Your instructions >> Each line in the entries below that holds the word "pymrc" belongs in the answer.
== == ==
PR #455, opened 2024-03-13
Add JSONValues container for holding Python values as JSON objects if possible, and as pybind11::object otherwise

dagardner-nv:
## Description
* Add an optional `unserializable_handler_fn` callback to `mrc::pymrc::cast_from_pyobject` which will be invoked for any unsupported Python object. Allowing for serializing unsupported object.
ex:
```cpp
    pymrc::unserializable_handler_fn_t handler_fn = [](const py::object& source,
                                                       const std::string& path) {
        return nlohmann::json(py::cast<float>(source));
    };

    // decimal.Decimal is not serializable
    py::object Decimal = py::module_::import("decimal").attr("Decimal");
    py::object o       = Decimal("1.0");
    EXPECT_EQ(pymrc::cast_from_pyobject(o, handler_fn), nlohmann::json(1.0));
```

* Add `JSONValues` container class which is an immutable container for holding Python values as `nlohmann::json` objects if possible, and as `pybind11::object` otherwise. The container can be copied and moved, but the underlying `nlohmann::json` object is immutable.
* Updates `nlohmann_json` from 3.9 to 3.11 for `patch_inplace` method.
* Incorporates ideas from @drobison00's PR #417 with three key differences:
== == ==
Problem solution >>
* Add an optional `unserializable_handler_fn` callback to `mrc::pymrc::cast_from_pyobject` which will be invoked for any unsupported Python object. Allowing for serializing unsupported object.
    pymrc::unserializable_handler_fn_t handler_fn = [](const py::object& source,
    EXPECT_EQ(pymrc::cast_from_pyobject(o, handler_fn), nlohmann::json(1.0));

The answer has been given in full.